PROBLEM:
Scan the data below and give the number of lines that include the word "channels", with no other words.
** PROVIDED RECORDS follows **
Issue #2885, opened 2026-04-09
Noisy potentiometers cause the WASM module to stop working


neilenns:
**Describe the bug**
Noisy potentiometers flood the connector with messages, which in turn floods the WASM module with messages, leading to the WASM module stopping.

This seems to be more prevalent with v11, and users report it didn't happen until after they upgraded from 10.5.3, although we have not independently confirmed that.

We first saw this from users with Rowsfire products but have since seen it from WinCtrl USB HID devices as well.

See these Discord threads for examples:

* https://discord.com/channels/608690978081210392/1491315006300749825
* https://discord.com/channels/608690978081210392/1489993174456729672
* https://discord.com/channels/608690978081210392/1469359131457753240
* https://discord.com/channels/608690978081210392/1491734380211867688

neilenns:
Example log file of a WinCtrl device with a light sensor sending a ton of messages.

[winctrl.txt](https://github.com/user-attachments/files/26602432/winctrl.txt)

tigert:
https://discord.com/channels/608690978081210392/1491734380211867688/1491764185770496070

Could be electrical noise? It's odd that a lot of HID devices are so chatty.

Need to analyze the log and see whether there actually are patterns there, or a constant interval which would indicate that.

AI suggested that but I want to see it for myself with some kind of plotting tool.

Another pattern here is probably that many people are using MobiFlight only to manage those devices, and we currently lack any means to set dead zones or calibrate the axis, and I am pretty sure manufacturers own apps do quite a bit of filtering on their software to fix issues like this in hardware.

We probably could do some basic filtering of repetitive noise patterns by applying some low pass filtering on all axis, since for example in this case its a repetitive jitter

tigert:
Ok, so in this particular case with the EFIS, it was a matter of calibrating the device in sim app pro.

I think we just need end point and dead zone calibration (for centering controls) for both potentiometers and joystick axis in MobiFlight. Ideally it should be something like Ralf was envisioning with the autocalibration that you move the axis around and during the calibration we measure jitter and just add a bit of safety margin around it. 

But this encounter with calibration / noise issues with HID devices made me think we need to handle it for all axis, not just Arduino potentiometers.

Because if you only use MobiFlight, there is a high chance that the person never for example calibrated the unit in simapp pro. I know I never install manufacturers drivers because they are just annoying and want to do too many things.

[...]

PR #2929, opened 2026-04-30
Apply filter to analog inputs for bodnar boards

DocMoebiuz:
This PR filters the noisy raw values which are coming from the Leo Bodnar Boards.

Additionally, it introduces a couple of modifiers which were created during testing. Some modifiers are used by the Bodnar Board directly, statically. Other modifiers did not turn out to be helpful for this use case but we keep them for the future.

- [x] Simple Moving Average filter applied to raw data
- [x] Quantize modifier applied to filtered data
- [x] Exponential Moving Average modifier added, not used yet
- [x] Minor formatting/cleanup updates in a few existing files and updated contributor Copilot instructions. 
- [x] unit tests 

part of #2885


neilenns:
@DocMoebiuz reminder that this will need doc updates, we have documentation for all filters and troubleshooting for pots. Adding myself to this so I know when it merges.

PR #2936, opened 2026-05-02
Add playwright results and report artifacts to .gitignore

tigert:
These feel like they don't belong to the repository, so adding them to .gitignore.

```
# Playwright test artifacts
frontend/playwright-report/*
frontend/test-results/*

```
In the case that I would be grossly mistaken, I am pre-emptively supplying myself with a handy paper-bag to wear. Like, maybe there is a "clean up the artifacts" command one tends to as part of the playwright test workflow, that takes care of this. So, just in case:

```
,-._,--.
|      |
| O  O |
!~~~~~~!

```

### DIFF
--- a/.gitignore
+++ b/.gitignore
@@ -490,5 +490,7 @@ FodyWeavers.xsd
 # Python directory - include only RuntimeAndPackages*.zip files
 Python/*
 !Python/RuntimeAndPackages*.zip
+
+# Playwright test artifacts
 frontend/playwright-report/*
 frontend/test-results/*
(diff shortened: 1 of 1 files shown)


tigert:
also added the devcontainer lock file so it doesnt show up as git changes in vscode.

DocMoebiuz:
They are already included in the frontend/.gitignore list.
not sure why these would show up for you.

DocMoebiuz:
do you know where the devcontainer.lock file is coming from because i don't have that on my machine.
** End of PROVIDED RECORDS **
** PROVIDED RECORDS follows **
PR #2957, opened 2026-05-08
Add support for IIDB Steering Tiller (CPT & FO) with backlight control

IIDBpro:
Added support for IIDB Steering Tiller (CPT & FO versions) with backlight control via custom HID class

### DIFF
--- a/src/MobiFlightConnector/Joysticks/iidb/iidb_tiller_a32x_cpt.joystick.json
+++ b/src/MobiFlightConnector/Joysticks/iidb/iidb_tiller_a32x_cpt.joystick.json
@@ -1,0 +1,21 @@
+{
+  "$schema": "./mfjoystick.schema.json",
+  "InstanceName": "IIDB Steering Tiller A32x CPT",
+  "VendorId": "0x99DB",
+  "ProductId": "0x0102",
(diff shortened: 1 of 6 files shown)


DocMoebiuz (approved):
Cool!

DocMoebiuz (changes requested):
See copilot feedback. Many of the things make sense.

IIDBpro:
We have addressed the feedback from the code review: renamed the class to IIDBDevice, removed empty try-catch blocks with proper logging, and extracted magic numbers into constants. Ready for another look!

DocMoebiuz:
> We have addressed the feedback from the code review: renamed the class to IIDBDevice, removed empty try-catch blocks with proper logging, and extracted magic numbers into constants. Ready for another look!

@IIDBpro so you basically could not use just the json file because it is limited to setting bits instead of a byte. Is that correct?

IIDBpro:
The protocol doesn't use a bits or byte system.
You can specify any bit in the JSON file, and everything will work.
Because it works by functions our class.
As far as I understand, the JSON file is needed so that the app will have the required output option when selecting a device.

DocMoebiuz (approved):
** End of PROVIDED RECORDS **
ANSWER TO THE EXERCISE:
5